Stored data
PR #6262, opened 2017-05-09
properly check for ImageURL w, h for None

### LINKED ISSUE #6095: `ImageURL.{w,h}` use data units by default
This is broken yet again. `w` and `h` uses `DistanceSpec` which uses `data` units by default. Even help entries for both of those properties say that values are in pixels.

bryevdv:
- [x] issues: fixes #6095
- [x] tests added / passed

The issue was that the view properties like `@_w` are now converted to lists `[null]` when `@model.w` is `null` (or `None` on the python side). I have no opinion on whether this is reasonable (it could probably be argued either way). So this PR fixes things by checking `@model.w` directly, which is an unequivocal and always-correct source of truth in this question. 

I have also removed the note about possibly changing the property names to `dw` and `dh`. That ship has sailed. 

Finally, I changed the example to pass an empty CDS to the last "values-only" call to `ImageURL`. This is because we normally "broadcast" values to the size of the CDS. this results in the same image being rendered 5 times. The broadcasting is a reasonable thing in general. It could be simply considered a usage error to pass a CDS with data when there are not data specs with fields. (Maybe a validation warning would be advised?) Otherwise, to avoid this we would need to check for and special-case whenever a CDS has data but a glyph has all "value" data specs. 

I added a unit test to confirm that when `model.w` and `model.h` are `null` then expected `NaN` is generated for `view.sw` and `view.sh` but this is not ideal. Perhaps a strict image diff test?

screen shot 2017-05-09 at 08 34 26

### DIFF
--- a/examples/models/file/image_url.py
+++ b/examples/models/file/image_url.py
@@ -34,7 +34,7 @@ image2 = ImageURL(url="url", x="x2", y="y2", w=20, h=20, anchor="top_left")
 plot.add_glyph(source, image2)
 
 image3 = ImageURL(url=dict(value=url), x=200, y=-100, anchor="bottom_right")
-plot.add_glyph(source, image3)
+plot.add_glyph(image3)
 
 xaxis = LinearAxis()
 plot.add_layout(xaxis, 'below')
--- a/bokeh/models/glyphs.py
+++ b/bokeh/models/glyphs.py
@@ -467,28 +467,18 @@ class ImageURL(Glyph):
     The y-coordinates to locate the image anchors.
     """)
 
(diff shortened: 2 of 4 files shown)


examples/models/file/image_url.py
```diff
@@ -34,7 +34,7 @@
 plot.add_glyph(source, image2)
 
 image3 = ImageURL(url=dict(value=url), x=200, y=-100, anchor="bottom_right")
-plot.add_glyph(source, image3)
+plot.add_glyph(ColumnDataSource(), image3)
```
mattpap: No need for dummy data source, `plot.add_glyph(image3)` will work.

• [Work instruction]:
Only one stretch is wanted, so please give again exactly the lines from the start of the data through the line containing "I have also", both ends included.

• [Result below]:
PR #6262, opened 2017-05-09
properly check for ImageURL w, h for None

### LINKED ISSUE #6095: `ImageURL.{w,h}` use data units by default
This is broken yet again. `w` and `h` uses `DistanceSpec` which uses `data` units by default. Even help entries for both of those properties say that values are in pixels.

bryevdv:
- [x] issues: fixes #6095
- [x] tests added / passed

The issue was that the view properties like `@_w` are now converted to lists `[null]` when `@model.w` is `null` (or `None` on the python side). I have no opinion on whether this is reasonable (it could probably be argued either way). So this PR fixes things by checking `@model.w` directly, which is an unequivocal and always-correct source of truth in this question. 

I have also removed the note about possibly changing the property names to `dw` and `dh`. That ship has sailed. 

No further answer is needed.